For many parents, the desire for public education reform is growing—especially as socialism gains popularity among younger voters and federal funding fuels both debt and bureaucracy. The promises of “free” education often come at the cost of accountability, quality, and personal responsibility.
Leigh Bortins, founder of Classical Conversations, has spent decades helping families understand how government intervention in education not only fails to solve the problem—but actually makes it worse. In this article, she unpacks the relationship between public funding, student debt, and the rise of socialist ideologies—and how it all stems from removing education from its proper jurisdictions: family, church, and local communities.
If you’re confused by the complexity of government spending or wondering why things feel out of control, you’re in the right place. Let’s learn practical advice for families to make wise decisions for their educational journey.
The All-In Podcast on Education, Economics, and Politics
I am going to relate a rather lengthy discussion on how the government funding of colleges destroyed the historic success of American education. This conversation was part of the All In Podcast #233 on June 28, 2025. If you are unfamiliar with All In’s cohosts, just know that they are friends and investors with Elon Musk.

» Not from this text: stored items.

PR #332, opened 2024-01-05
HBRouteHandler cleanup

adam-fowler:
- `handle` method only gets the context as it is assumed you have extracted all you need from the request in `init`
- Removed `HBRequestDecodable` as soon as that was released I hated it. 
- correct comment

Not sure if I'll keep the route handlers as it is hard to do dependency injection with them. But for the moment I've cleaned up everything a little

I also changed `HBRequest.decode(as:using)` to `HBRequest.decode(as:context)`. I don't use `using` to pass the context around anyway else. It is always context. This change went in here as it clashed with the rest of this PR


Joannis:
@adam-fowler I like removing `HBRequestDecodable`, and understand removing the request from `handle`. But since `init` also gets the context, shouldn't we remove that from `handle` as well?

adam-fowler:
> @adam-fowler I like removing `HBRequestDecodable`, and understand removing the request from `handle`. But since `init` also gets the context, shouldn't we remove that from `handle` as well?

Then people would have to store things like the logger and allocator in the route handler

Joannis (approved):
I'm not sure what to think of the remaining issue I've brought up, but this improvement is already a welcome one. Should we make an discussion topic/issue of my comment?

adam-fowler:
> I'm not sure what to think of the remaining issue I've brought up, but this improvement is already a welcome one. Should we make a discussion topic/issue of my comment?

Yeah add an issue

The four famous co-hosts were discussing the natural growth of socialism that comes from unrestricted access to other people’s capital in any situation. When someone else’s capital covers tuition while attending a K-12 school or loans and tuition while attending college, the market is manipulated, so no one knows the true cost of attending the institution. This develops customers with unrealistic expectations, the inability to delay gratification, and diminished integrity. They learn to want something for nothing.

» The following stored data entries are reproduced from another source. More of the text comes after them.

PR #333, opened 2024-01-05
HBRequest.collateBody

adam-fowler:
There is an issue with the current API for read request bodies. As it is a stream of ByteBuffers you can read it only once. I had to provide a solution for someone who wants to read the request body in middleware (never a great idea) but still have it available for route handlers.

With the current setup it is very difficult to get the contents of the request a second time if it has been collated into one buffer previously.

The changes I've made change the `HBRequestBody.collate(maxSize:)`  to return a ByteBuffer instead of a new `HBRequestBody` and this should be the function people use instead of `AsyncSequence.collect(upTo:)`. I've also added a helper function that collates the request body in place in a request which can be used by Middleware if they need it.

### DIFF
--- a/Sources/Hummingbird/Server/Request.swift
+++ b/Sources/Hummingbird/Server/Request.swift
@@ -15,6 +15,20 @@
 import HummingbirdCore
 
 extension HBRequest {
+    /// Collapse body into one ByteBuffer.
+    ///
+    /// This will store the collated ByteBuffer back into the request so is a mutating method. If
+    /// you don't need to store the collated ByteBuffer on the request then use
+    /// `request.body.collate(maxSize:)`.
+    ///
+    /// - Parameter context: request context
+    /// - Returns: Collated body
+    public mutating func collateBody(context: some HBBaseRequestContext) async throws -> ByteBuffer {
+        let byteBuffer = try await self.body.collate(maxSize: context.maxUploadSize)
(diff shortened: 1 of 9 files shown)


Sources/Hummingbird/Server/Request.swift
```diff
@@ -15,6 +15,20 @@
...
+    /// Collapse body into one ByteBuffer.
+    ///
+    /// This will store the collated ByteBuffer back into the request so is a mutating method. If
+    /// you don't need to store the collated ByteBuffer on the request then use
+    /// `request.body.collate(maxSize:)`.
+    ///
+    /// - Parameter context: request context
+    /// - Returns: Collated body
+    public mutating func collateBody(context: some HBBaseRequestContext) async throws -> ByteBuffer {
+        let byteBuffer = try await self.body.collate(maxSize: context.maxUploadSize)
```
Joannis, line 27: One thing I've started wondering; in most cases we'll know the body's size through content-length. Should we leverage that information in any way?

Joannis (approved):
I like this change, but I do wonder about a related issue not caused by your change

Sources/Hummingbird/Server/Request.swift
adam-fowler: When you are collating the request body you could use it to compare the actual body size with the content-length and return a badRequest if they differ?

The Rise of Zoran Mamdani and Urban Socialist Politics
The podcasters discussed, “How does a devoted socialist become the Democratic candidate for mayor of New York City?” Little-known New York state assemblyman Zoran Mamdani took the Internet by storm and shocked the pundits by defeating Andrew Cuomo, a very famous liberal, for the Democratic nomination. Before the primary, the betting site, Polymarket, gave Cuomo a 93 percent chance of winning and Mamdani a 6 percent chance.
Viral Moments and Millennial Endorsements
Jason Calacanis, venture capitalist and host of the All-In Podcast, described Mamdani’s election at minute 39:58, with “Obviously, a bunch of viral moments. He’s a great speaker. Reminds me of Vivek (Ramaswamy) in that regard. Really good in debates and speaking publicly. Started rising in the polls. Got a ton of endorsements from millennials, and AOC (Alexandria Ocasio-Cortez) endorsed him as well.
Now (June 28, 2026), he is the 75 percent favorite to beat Eric Adams. It looks like Eric Adams is going to get a shocking amount of support because people don’t want a Democratic socialist, who’s got some really unique and colorful history, to become the mayor of one of the greatest cities in the world.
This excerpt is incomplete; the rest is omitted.